Alters­vorsorge­depot – staat­lich ge­förderte Alters­vorsorge

  • Ab Januar 2027 gibt es eine neue Möglichkeit, staatlich gefördert privat für das Alter vorzusorgen – mit dem sogenannten Altersvorsorgedepot.
  • Die Bundesregierung will damit motivieren, regelmäßig Geld für das Alter zurückzulegen. Neben gesetzlich Versicherten können auch Beamte und Selbstständige das Angebot nutzen.
  • Wir beantworten Ihnen die wichtigsten Fragen rund um das neue Vorsorgeangebot.

Tipp

Altersvorsorge im Überblick

Warum wird eine neue Mög­lich­keit der geförderten Alters­vorsorge ein­geführt?

Schon heute reicht die gesetzliche Rente bei vielen Menschen nicht aus, um im Ruhestand den gewohnten Lebensstandard beibehalten zu können. Dies könnte sich aufgrund der demografischen Entwicklung künftig noch verschärfen. Denn bis Mitte der 2030er-Jahre gehen in Deutschland sukzessive die geburtenstarken „Boomer“-Jahrgänge in Rente. Da nicht in gleichem Maße Erwerbstätige nachrücken, müssen immer weniger Beitragszahler die Renten von immer mehr Ruheständlern finanzieren – das Rentensystem gerät dadurch zunehmend in Schieflage. Um es zu stabilisieren, werden verschiedene Maßnahmen diskutiert – von steigenden Rentenversicherungsbeiträgen über eine Erhöhung des Renteneintrittsalters bis zur Senkung des Rentenniveaus. Vor diesem Hintergrund scheint es unerlässlich, privat vorzusorgen.
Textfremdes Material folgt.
PR #2250, opened 2021-09-02
Update edited document before continuing code fixing

### LINKED ISSUE #2149: IL2026 should use custom fix all provider
https://github.com/dotnet/roslyn/issues/54602#issuecomment-876837220

mateoatr:
Fixes #2149.

### DIFF
--- a/src/ILLink.CodeFix/BaseAttributeCodeFixProvider.cs
+++ b/src/ILLink.CodeFix/BaseAttributeCodeFixProvider.cs
@@ -32,55 +32,52 @@ namespace ILLink.CodeFix
 
 		protected async Task BaseRegisterCodeFixesAsync (CodeFixContext context)
 		{
-			var root = await context.Document.GetSyntaxRootAsync (context.CancellationToken).ConfigureAwait (false);
-
+			var document = context.Document;
+			var root = await document.GetSyntaxRootAsync (context.CancellationToken).ConfigureAwait (false);
 			var diagnostic = context.Diagnostics.First ();
-			var diagnosticSpan = diagnostic.Location.SourceSpan;
+			SyntaxNode targetNode = root!.FindNode (diagnostic.Location.SourceSpan);
+			if (FindAttributableParent (targetNode, AttributableParentTargets) is not SyntaxNode attributableNode)
+				return;
 
-			SyntaxNode targetNode = root!.FindNode (diagnosticSpan);
-			CSharpSyntaxNode? declarationSyntax = FindAttributableParent (targetNode, AttributableParentTargets);
-			if (declarationSyntax is not null) {
-				var semanticModel = await context.Document.GetSemanticModelAsync (context.CancellationToken).ConfigureAwait (false);
-				var symbol = semanticModel!.Compilation.GetTypeByMetadataName (FullyQualifiedAttributeName);
-				var document = context.Document;
-				var editor = new SyntaxEditor (root, document.Project.Solution.Workspace);
-				var generator = editor.Generator;
-				var attrArgs = GetAttributeArguments (semanticModel, targetNode, declarationSyntax, generator, diagnostic);
-				var codeFixTitle = CodeFixTitle.ToString ();
+			var model = await document.GetSemanticModelAsync (context.CancellationToken).ConfigureAwait (false);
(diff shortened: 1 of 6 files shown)


test/ILLink.RoslynAnalyzer.Tests/RequiresUnreferencedCodeAnalyzerTests.cs
```diff
@@ -144,10 +144,8 @@ public class F
 	VerifyCS.Diagnostic (DiagnosticId.RequiresUnreferencedCode).WithSpan (17, 31, 17, 37).WithArguments ("C.M1()", " message.", ""),
 	// /0/Test0.cs(24,31): warning IL2026: Using member 'C.M1()' which has 'RequiresUnreferencedCodeAttribute' can break functionality when trimming application code. message.
 	VerifyCS.Diagnostic (DiagnosticId.RequiresUnreferencedCode).WithSpan (24, 31, 24, 37).WithArguments ("C.M1()", " message.", "")
-			}, new[] {
-	// /0/Test0.cs(27,10): error CS7036: There is no argument given that corresponds to the required formal parameter 'message' of 'RequiresUnreferencedCodeAttribute.RequiresUnreferencedCodeAttribute(string)'
```
agocke, line 148: I think these results were correct -- we don't want to fill in the message for `public` members, since that message will be visible to external users. The code owner should be responsible for writing a message for their public APIs.

agocke:
OK I finally figured this out -- the problem is not the lack of a FixAll Provider, it's that the SyntaxEditor is shared via lambda capturing among multiple different invocations of the analyzer. Since the SyntaxEditor is mutable, this causes a race in addition attributes to the tree.

Your change fixes the problem by avoiding sharing the editor instance across multiple instances.

It's probably hard to write a test to reveal this problem (and probably not worth it to write one). If you can narrow down the fix to just that area I think we should take this for 6.0

src/ILLink.CodeFix/BaseAttributeCodeFixProvider.cs
```diff
@@ -32,55 +32,52 @@ public sealed override FixAllProvider GetFixAllProvider ()
...
-					Simplifier.AddImportsAnnotation);
+			var editor = await DocumentEditor.CreateAsync (document, cancellationToken).ConfigureAwait (false);
+			var generator = editor.Generator;
+			var attribute = CreateNewAttribute (generator, attributeSymbol, attributeArguments);
+			editor.AddAttribute (targetNode, attribute);
+			return editor.GetChangedDocument ();
+		}
 
-			editor.AddAttribute (containingDecl, newAttribute);
+		private static SyntaxNode CreateNewAttribute (
```
agocke, line 71: Is this extra method really necessary? It doesn't look like it's used anywhere else

src/ILLink.CodeFix/RequiresUnreferencedCodeCodeFixProvider.cs
```diff
@@ -32,15 +31,13 @@ public class RequiresUnreferencedCodeCodeFixProvider : BaseAttributeCodeFixProvi
 
 		public sealed override Task RegisterCodeFixesAsync (CodeFixContext context) => BaseRegisterCodeFixesAsync (context);
 
-		protected override SyntaxNode[] GetAttributeArguments (SemanticModel semanticModel, SyntaxNode targetNode, CSharpSyntaxNode containingDecl, SyntaxGenerator generator, Diagnostic diagnostic)
+		protected override SyntaxNode[] GetAttributeArguments (SyntaxGenerator syntaxGenerator, ISymbol attributableSymbol, ISymbol targetSymbol, Diagnostic diagnostic)
```
agocke, line 34: I think you can minimize changes to this API by moving `SyntaxGenerator` back to being the second-to-last parameter

agocke (approved):
LGTM aside from minor suggestions

src/ILLink.CodeFix/BaseAttributeCodeFixProvider.cs
mateoatr: Removed.

agocke:
@mateoatr Can you backport to 6.0?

Dies soll mit neuen Altersvorsorgeprodukten (Altersvorsorgedepot) von diversen Anbietern ab dem 1. Januar 2027 attraktiver werden.
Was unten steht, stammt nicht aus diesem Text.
Issue #2251, opened 2021-09-02
Suppressing analyzer diagnostics in IDE should generate a GlobalSuppresions.cs file using `UnconditionalSuppressMessage`


mateoatr:
Currently, if a user chooses to suppress the diagnostics produced by the trimmer analyzer and clicks on the option given by the IDE, a global suppressions file will be generated with a list of assembly-level `SuppressMessage` attributes. However, this does not work for the diagnostics generated by the trimmer analyzer, since these must be unconditionally suppressed, otherwise the trimmer will keep emitting warnings when publishing. We should look into generating a global suppressions file that uses `UnconditionalSuppressMessage` instead.

Example of the GlobalSuppressions.cs file that is today generated:

```C#

// This file is used by Code Analysis to maintain SuppressMessage
// attributes that are applied to this project.
// Project-level suppressions either have no target or are given
// a specific target and scoped to a namespace, type, member, etc.

using System.Diagnostics.CodeAnalysis;

[assembly: SuppressMessage("Trimming", "IL2026:Methods annotated with 'RequiresUnreferencedCodeAttribute' require dynamic access otherwise can break functionality when trimming application code", Justification = "<Pending>")]
```

PR #2252, opened 2021-09-02
Tag analyzer diagnostics as non configurable

mateoatr:
This PR tags the set of diagnostics produced by the trimmer analyzer as non configurable so that the option to generate a global suppression file is not shown to the user (since this would not work for these diagnostics, see #2251).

Wer kann ein Alters­vorsorge­produkt eröffnen?

Ein förderberechtigtes Altersvorsorgeprodukt (Altersvorsorgedepot) Altersvorsorgedepot kann im Prinzip fast jeder eröffnen bzw. abschließen, der noch nicht vollständig in Altersrente ist. Dazu gehören auch selbstständig Erwerbstätige, die Einkünfte nach § 15 („Gewerbetreibende“) oder § 18 Absatz 1 Nummer 1 bis 3 des Einkommensteuergesetzes erzielen und eine Steuererklärung abgegeben haben, sowie Pflichtmitglieder in einer berufsständischen Versorgungseinrichtung – auch wenn sie nicht in der gesetzlichen Rentenversicherung pflichtversichert sind. Nicht unmittelbar förderberechtigt sind jedoch Hausfrauen und -männer sowie von der Rentenversicherung befreite Minijobber.
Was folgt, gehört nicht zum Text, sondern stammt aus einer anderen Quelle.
PR #2253, opened 2021-09-02
Nullable annotations part 1

sbomer:
Enable nullable annotations for LinkContext and the XML processing classes. I chose these as a starting point for no reason in particular, except that they produced a lot of warnings. Also includes other small fixes for things I noticed. In particular PTAL at the removed `ReportUnresolved` calls in `LinkContext.Resolve` - those looked like they were producing redundant warnings for cached `null` results.

### DIFF
--- a/src/linker/Linker.Steps/OutputWarningSuppressions.cs
+++ b/src/linker/Linker.Steps/OutputWarningSuppressions.cs
@@ -2,7 +2,6 @@
 // The .NET Foundation licenses this file to you under the MIT license.
 // See the LICENSE file in the project root for more information.
 
-using System.Diagnostics;
 using System.IO;
 
 namespace Mono.Linker.Steps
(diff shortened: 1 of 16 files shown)


src/linker/Linker.Steps/OutputWarningSuppressions.cs
```diff
@@ -15,6 +16,7 @@ protected override bool ConditionToProcess ()
 
 		protected override void Process ()
 		{
+			Debug.Assert (Context.WarningSuppressionWriter != null);
```
marek-safar, line 19: I think the better change would be `?.` bellow

src/linker/Linker/LinkContext.cs
```diff
@@ -527,7 +488,7 @@ public bool HasCustomData (string key)
 			return _parameters.ContainsKey (key);
 		}
 
-		public bool TryGetCustomData (string key, out string value)
+		public bool TryGetCustomData (string key, out string? value)
```
marek-safar, line 491: nit: value should be `[NotNullWhen(true)]`

vitek-karas (approved):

Wie soll ein Alters­vorsorge­depot funktionieren?

Das Altersvorsorgedepot ist ein Altersvorsorgevertrag, der grundsätzlich dem Prinzip eines klassischen Wertpapierdepots entspricht. Das heißt, Sie können dort Geld in Wertpapieren anlegen und so bei entsprechenden Risiken an den Renditechancen der Kapitalmärkte teilhaben. Im Unterschied zu einem klassischen Depot darf das Altersvorsorgedepot nur der langfristigen Altersvorsorge dienen. Das heißt, Auszahlungen sind in der Regel erst im Rentenalter möglich. Ausnahmen können je nach Anbieter für die Entnahme von Depotvermögen zur Bildung von selbst genutztem Wohneigentum oder zur Tilgung entsprechender Darlehen gelten.

Im Rahmen des Altersvorsorgedepots besparen Sie mit staatlich geförderten regelmäßigen Einzahlungen aktiv gemanagte Investmentfonds und börsengehandelte Indexfonds (ETFs ) bestimmter Risikoklassen – im Folgenden Fonds genannt – sowie Anleihen (festverzinsliche Wertpapiere). Welche Anlageprodukte konkret in Ihr Altersvorsorgedepot kommen, entscheiden Sie selbst. Der Kauf einzelner Wertpapiere und besonders risikoreicher Fonds ist jedoch nicht möglich.

Falls Sie keine eigene konkrete Anlageentscheidung treffen möchten, können Sie das sogenannte Standarddepot nutzen. Dieses enthält zwei nach staatlichen Vorgaben vorausgewählte Fonds unterschiedlicher Risikoklassen (niedrig und höher). Die Aufteilung Ihrer Einzahlungen zwischen den beiden Fonds nimmt der Anbieter vor, wobei Sie auf Wunsch auch hier mitentscheiden können. Das im Standarddepot angesparte Kapital wird in den Jahren vor Beginn der Auszahlungsphase automatisch schrittweise in den risikoärmeren Fonds umgeschichtet.

Gut zu wissen

Der Mindestbeitrag für Einzahlungen in das Altersvorsorgedepot soll 120 Euro pro Jahr betragen, also zehn Euro pro Monat. Auch Mittel aus einer betrieblichen Altersvorsorge sollen unter bestimmten Voraussetzungen in das Altersvorsorgedepot einfließen können.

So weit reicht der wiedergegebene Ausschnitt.